## REQUIRED ACTION
Print out the entries exactly, and include each one.

(MATERIAL FOR THIS TASK Opens)

PR #51, opened 2016-05-17
Continue the refresh of the profiler's HTML output.

michaellenaghan:
Detailed notes about the changes are in the [commit](https://github.com/cisco/ChezScheme/commit/f7d7109de6845f6e91d4a7d77063d46e7e0dff3f). Some other notes:

 * These changes are meant to be conservative.

 * Two other improvements could be done. Any interest?

    * Use CSS classes rather than inline styles

    * Use CSS classes rather than tables

 * You may want to consider a lighter color scheme; just change the first palette entry pair to #EEEEEE/black.

profilehtml-white

fatfibhtml-white

PS If you create new screenshots, note that the timestamp is an Easter egg. :-)


michaellenaghan:
Hmmm, I just noticed that the old screenshots have a "/tmp/fatfib" prefix in the file paths. Let me know if you'd like new ones that match.

michaellenaghan:
I added the paths to the screenshots. Sorry about the noise!

david135:
I might recommend avoiding whitespace-only changes, such as the removal of trailing spaces, which make it harder to find the more interesting.  There were many of these, for example, in system.stex.

michaellenaghan:
Yes, I've been wondering about that. Btw, in case you weren't aware, you can ask GitHub to ignore whitespace in its diffs by adding "?w=1", like this: https://github.com/cisco/ChezScheme/pull/51/files?w=1.

dybvig:
Whitespace changes are fine with me if they help keep the code clean or eliminate tabs from source files (as I've just done).  It can be helpful to put the whitespace-only changes in a different commit, particularly if there are a lot of them or a lot of other changes.

michaellenaghan:
Should I close this...?

dybvig:
No.  I got caught up discussing the colors and the color-assignment algorithm with a data visualization expert (Rachael Brady) in our group at Cisco.  For colors, she has suggested adding a dedicated color for executed once (to go along with the existing dedicated not-profiled and profiled-but-not-executed colors) and trying different shades of blue for all of the others except the highest-count group, which would get something like red or yellow, so only the latter really stands out.  I was going to play with that before committing your changes, but I haven't had a chance yet to do so.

(MATERIAL FOR THIS TASK Closes)

## SOLUTION TO THIS PROBLEM
PR #51, opened 2016-05-17
Continue the refresh of the profiler's HTML output.

michaellenaghan:
Detailed notes about the changes are in the [commit](https://github.com/cisco/ChezScheme/commit/f7d7109de6845f6e91d4a7d77063d46e7e0dff3f). Some other notes:

 * These changes are meant to be conservative.

 * Two other improvements could be done. Any interest?

    * Use CSS classes rather than inline styles

    * Use CSS classes rather than tables

 * You may want to consider a lighter color scheme; just change the first palette entry pair to #EEEEEE/black.

profilehtml-white

fatfibhtml-white

PS If you create new screenshots, note that the timestamp is an Easter egg. :-)


michaellenaghan:
Hmmm, I just noticed that the old screenshots have a "/tmp/fatfib" prefix in the file paths. Let me know if you'd like new ones that match.

michaellenaghan:
I added the paths to the screenshots. Sorry about the noise!

david135:
I might recommend avoiding whitespace-only changes, such as the removal of trailing spaces, which make it harder to find the more interesting.  There were many of these, for example, in system.stex.

michaellenaghan:
Yes, I've been wondering about that. Btw, in case you weren't aware, you can ask GitHub to ignore whitespace in its diffs by adding "?w=1", like this: https://github.com/cisco/ChezScheme/pull/51/files?w=1.

dybvig:
Whitespace changes are fine with me if they help keep the code clean or eliminate tabs from source files (as I've just done).  It can be helpful to put the whitespace-only changes in a different commit, particularly if there are a lot of them or a lot of other changes.

michaellenaghan:
Should I close this...?

dybvig:
No.  I got caught up discussing the colors and the color-assignment algorithm with a data visualization expert (Rachael Brady) in our group at Cisco.  For colors, she has suggested adding a dedicated color for executed once (to go along with the existing dedicated not-profiled and profiled-but-not-executed colors) and trying different shades of blue for all of the others except the highest-count group, which would get something like red or yellow, so only the latter really stands out.  I was going to play with that before committing your changes, but I haven't had a chance yet to do so.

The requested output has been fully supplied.